When I was very young, I looked through the windows of the Pieter Breughel Institute in Veghel. I wanted to take a course in making images, but that did not fit in at that time and not in the environment where I grew up. Things should at least be practical or useful. With the resources I could find, I made objects with which I created my own space. My uncle was a printer and often had strips of paper left over from cutting leaflets. I was allowed to have that, so I made long braids from it, which I stapled to a hat which I cut and glued myself, to imagine that I had long hair and could throw the braids over my shoulder.

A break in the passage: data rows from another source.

PR #1282, opened 2025-04-04
fix: Bust cache on expiry minus timeout

d0ugal:
This is https://github.com/grafana/synthetic-monitoring-agent/pull/1279 but it also subtracts the max timeout, so that we don't keep trying to use a token beyond its expiry.

### DIFF
--- a/internal/tenants/manager.go
+++ b/internal/tenants/manager.go
@@ -64,18 +64,36 @@ func (tm *Manager) run(ctx context.Context) {
 // calculateValidUntil determines the expiration time for a tenant based on the timeout
 // and the secret store expiration date (if set), returning the earlier of the two.
 func (tm *Manager) calculateValidUntil(tenant *sm.Tenant) time.Time {
-	validUntil := time.Now().Add(tm.timeout)
+	now := time.Now()
 
 	if tenant.SecretStore != nil && tenant.SecretStore.Expiry > 0 {
 		seconds, nanonseconds := math.Modf(tenant.SecretStore.Expiry)
+		// Subtract MaxScriptedTimeout to ensure the token is valid for the maximum running time.
 		expirationTime := time.Unix(int64(seconds), int64(nanonseconds*1e9))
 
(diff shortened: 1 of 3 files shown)


internal/tenants/manager.go
```diff
@@ -57,6 +60,20 @@ func (tm *Manager) run(ctx context.Context) {
 	}
 }
 
+// calculateValidUntil determines the expiration time for a tenant based on the timeout
+// and the secret store expiration date (if set), returning the earlier of the two.
+func (tm *Manager) calculateValidUntil(tenant *sm.Tenant) time.Time {
+	validUntil := time.Now().Add(tm.timeout)
+	if tenant.SecretStore != nil && tenant.SecretStore.Expiry > 0 {
+		// Subtract MaxScriptedTimeout to ensure the token is valid for the maximum running time
+		expirationTime := time.Unix(0, int64(tenant.SecretStore.Expiry*1e9)).Add(-sm.MaxScriptedTimeout)
```
d0ugal, line 69: @mem If we have (for example) 2 minutes left on the token and the cache is invalidated because we subtract the MaxScriptedTimeout. Will the API generate a new token or return the existing token because as far as it is concerned it is still valid?

mem: Right now it's generating a new token. It should probably do something smarter than that, because it's going to get 20+ requests from different agents, and it's going to generate a new token for each of them (that would be OK). We should probably try to avoid doing that.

I was six, sitting at a table in the garden and letting my imagination in.
At the academy in Tilburg I was taught techniques and materials and I learned about art, which allowed me to increasingly shape my imagination and find a context in which I wanted to live and that gave me hope. I have been a visual artist since the late eighties. After graduating from the Jan van Eyck Academy in Maastricht, I mainly worked as a sculptor in the beginning, but soon (analog) photography was added. I took large black and white photos and used myself as a model for the image. The step towards performance was therefore logical. The direct contact with the audience in a performance fascinates me, as does creating the work in the dialogue, in the NOW. While my images used to be material and physical, they are now becoming increasingly immaterial, often only in the NOW (performance) and sometimes callable to the NOW (Film). Central in the work is the humanly comprehensable, with my hands, head and body, I make the images. There are not many words in the work, it appeals to a different part of being than to the area of language.

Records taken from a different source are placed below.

Issue #1362, opened 2025-07-02
Binary tarballs are missing from latest releases


nadiamoe:
Latest releases only include `.deb` and `.rpm` packages, but there are no tarballs (or zip files) containing the bare binaries.

As a workaround, binaries can be extracted from deb/rpm packages and will work fine as they are statically compiled.

ChrisDuncan-personal:
> Hey [@ChrisDuncan-personal](https://github.com/ChrisDuncan-personal), we're working on it. Hopefully in a couple weeks we'll have linux-amd64 and linux-arm64 tarballs again, for future releases too.
> 
> We're tentatively thinking for going to binaries inside a `.tar.gz` file instead of a `.zip` file, will that work for you?

I tried to use Ansible's unarchive module on the .tar.gz file, and it uncompresses the folder for me, but the contents are not the same as what I would get from the "Linuxx86_64.zip" files. Not having the "Linuxx86_64.zip", will force me me have to create additional steps in ansible for my installation.

nadiamoe:
@ChrisDuncan-personal Please take a look a the latest release, which should include a `tar.gz` file with the required binaries in place. The layout of the files inside is equivalent to what the zip files had.

PR #1363, opened 2025-07-02
fix: build a .tar.gz file with bare binaries and attach it to releases

nadiamoe:
Works locally, but probably needs iteration if/when it fails for releases.

Fixes https://github.com/grafana/synthetic-monitoring-agent/issues/1362

### DIFF
--- a/scripts/make/950_release.mk
+++ b/scripts/make/950_release.mk
@@ -42,10 +42,10 @@ package-rpm-$(1)-$(2) : $(DISTDIR)/$(1)-$(2)/nfpm.yaml $(DISTDIR)/changelog.yaml
 		--packager rpm \
 		--target $(DISTDIR)/$(1)-$(2)/
 
-package-tgz-$(1)-$(2) : $(DISTDIR)/$(1)-$(2)/sm-k6 $(DISTDIR)/$(1)-$(2)/synthetic-monitoring-agent $(ROOTDIR)/CHANGELOG.md $(ROOTDIR)/README.md
+package-tgz-$(1)-$(2) : $(DISTDIR)/$(1)-$(2)/sm-k6 $(DISTDIR)/$(1)-$(2)/synthetic-monitoring-agent $(ROOTDIR)/CHANGELOG.md $(ROOTDIR)/README.md $(ROOTDIR)/LICENSE
 	# Create a tarball including the binaries, changelog, and readme. --transform is used to place all files at the root
 	# of the tarball. The built-in make variable dollar-caret is escaped with two dollars so it survives package_template.
-	$(S) tar --transform 's|.*/||' -zcf $(DISTDIR)/$(1)-$(2)/synthetic-monitoring-agent.tar.gz $$^
+	$(S) tar --transform 's|.*/||' -zcf $(DISTDIR)/$(1)-$(2)/synthetic-monitoring-agent-$(firstword $(subst -, ,$(BUILD_VERSION)))-$(1)-$(2).tar.gz $$^
 
 package-$(1)-$(2) : package-deb-$(1)-$(2) package-rpm-$(1)-$(2) package-tgz-$(1)-$(2)
 	@true


scripts/make/950_release.mk
```diff
@@ -42,7 +42,12 @@ package-rpm-$(1)-$(2) : $(DISTDIR)/$(1)-$(2)/nfpm.yaml $(DISTDIR)/changelog.yaml
 		--packager rpm \
 		--target $(DISTDIR)/$(1)-$(2)/
 
-package-$(1)-$(2) : package-deb-$(1)-$(2) package-rpm-$(1)-$(2)
+package-tgz-$(1)-$(2) : $(DISTDIR)/$(1)-$(2)/sm-k6 $(DISTDIR)/$(1)-$(2)/synthetic-monitoring-agent $(ROOTDIR)/CHANGELOG.md $(ROOTDIR)/README.md
+	# Create a tarball including the binaries, changelog, and readme. --transform is used to place all files at the root
+	# of the tarball. The built-in make variable dollar-caret is escaped with two dollars so it survives package_template.
+	$(S) tar --transform 's|.*/||' -zcf $(DISTDIR)/$(1)-$(2)/synthetic-monitoring-agent.tar.gz $$^
```
nadiamoe: I'm pretty sure `--transform` is gnu tar specific, but that seemed better than stage files to a temporary directory.

mem: > place all files at the root of the tarball

are you sure that is what goreleaser was doing?

> The built-in make variable dollar-caret is escaped with two dollars so it survives package_template.

🤷🏽 

I get that this might be surprising to you, but the comment is akin to:

```
// ^ is the XOR operator in Go
zero := 1^1
```

(the only reason why I'm pointing this out is because the comment made me look harder at this, thinking that something might be wrong about it; see lines 22, 31 and possibly others)

More importantly:

> $(S) tar --transform 's|.*/||' -zcf $(DISTDIR)/$(1)-$(2)/synthetic-monitoring-agent.tar.gz $$^

I'm fairly sure nfpm is creating files with versions embedded in them, and goreleaser creates archives with versions embedded in their filenames, too. IOW, it should be synthetic-monitoring-agent-0.1.2.tar.gz instead of synthetic-monitoring-agent.tar.gz. `$(BUILD_VERSION)` contains the version being built. The bit I don't recall is whether goreleaser uses the `v` prefix or not. I want to guess not.

nadiamoe: > are you sure that is what goreleaser was doing?

I am not treating this as a "replicate exactly the previous behavior using a different implementation", but rather as a "provide equivalent functionality with the tools we use now".

I get pissed myself when tarballs come with a `dist` or similarly name inconsequential folder that is obviously a byproduct of the specifics of the build system used and not useful at all to me as a user, so I try to avoid doing that to others.

I also think the vast majority of linux operators (this being a linux-only release) prefer to work with tarballs than with zip files [^1].

FWIW, this was the structure for the latest release where the zip file was included:

```console
$ curl -sSL https://github.com/grafana/synthetic-monitoring-agent/releases/download/v0.26.0/synthetic-monitoring-agent_0.26.0_linux_amd64.zip | bsdtar -t
CHANGELOG.md
LICENSE
README.md
sm-k6/k6
synthetic-monitoring-agent
```

I see the change from `sm-k6/k6` as a fix as we now look for a binary called `sm-k6`, not `k6`. As for the license and the version in the filename, I can definitely fix those :)

[^1]:  As an anecdote, for the example above I had to look how on earth do you the `tar -t` equivalent for zip files, only to find that `unzip` doesn't really do that and you need `bsdtar`.

nadiamoe: After the latest commit, the tarball looks like and contains this:

```console
$ tar -tzf dist/linux-amd64/synthetic-monitoring-agent-v0.38.6-linux-amd64.tar.gz
sm-k6
synthetic-monitoring-agent
CHANGELOG.md
README.md
LICENSE
```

In addition to performances and films, I make drawings, photos (stills) and I write. In 2009 I made my last large bronze sculpture (5 x 5 x 2 meters) in public space. Since then my work has become lighter in weight and size, less present as a physical object in the belief that the other can look and take an image with them, without it having to be located materially in the physical world. In the dialogue with the other, a ephemeral work can be created that truly creates contact.
Just like before when I made sculptures in the accessible public space, I continue to look for communication with a diverse audience, performance moves on the same ground level towards the other and is an ideally suitable medium for this. Film can also be shown in very different environments than just an isolated visual art space. To illustrate, I performed for an Inuit community on an island near Sissimiut in Greenland, for a large popular audience in Ghangzhou in China. In Cape Town (S.A.) I made a work on the street together with Andrew Putter, but I also performed in the Reina Sofia in Madrid for an audience more interested in art. We made performances with Wolf In The Winter at a large lake in the Carpathians. My film Echo the Now was recently shown to the inhabitats of the island of Texel and at the same time it finds its' way in a digital international environment.
Collaboration
Because few performances were made in my surroundings at that time (1990s), I started initiating projects (curational artist). This led to the establishment of the Performance Foundation in 2000 and we initiated 34 projects in collaboration with more than 350 artists at home and abroad, with Dutch and foreign artists. In 2003 with the same objective I helped Denys Blacker to found her cultural association Gresol in Madremanya, Girona in Spain. With Brian Catling (GB) we founded the international performance group Wolf In The Winter and performed in England, Greenland, Transylvania, Spain, Germany and also in the Netherlands (Amsterdam 2010, 's-Hertogenbosch 2001).
The nature of my practice is to acquire a place together with the things that inspire me, thus illuminating my world. With what I find to engage in dialogue with others. Not only in my immediate surroundings, but also looking beyond, beyond the boundaries.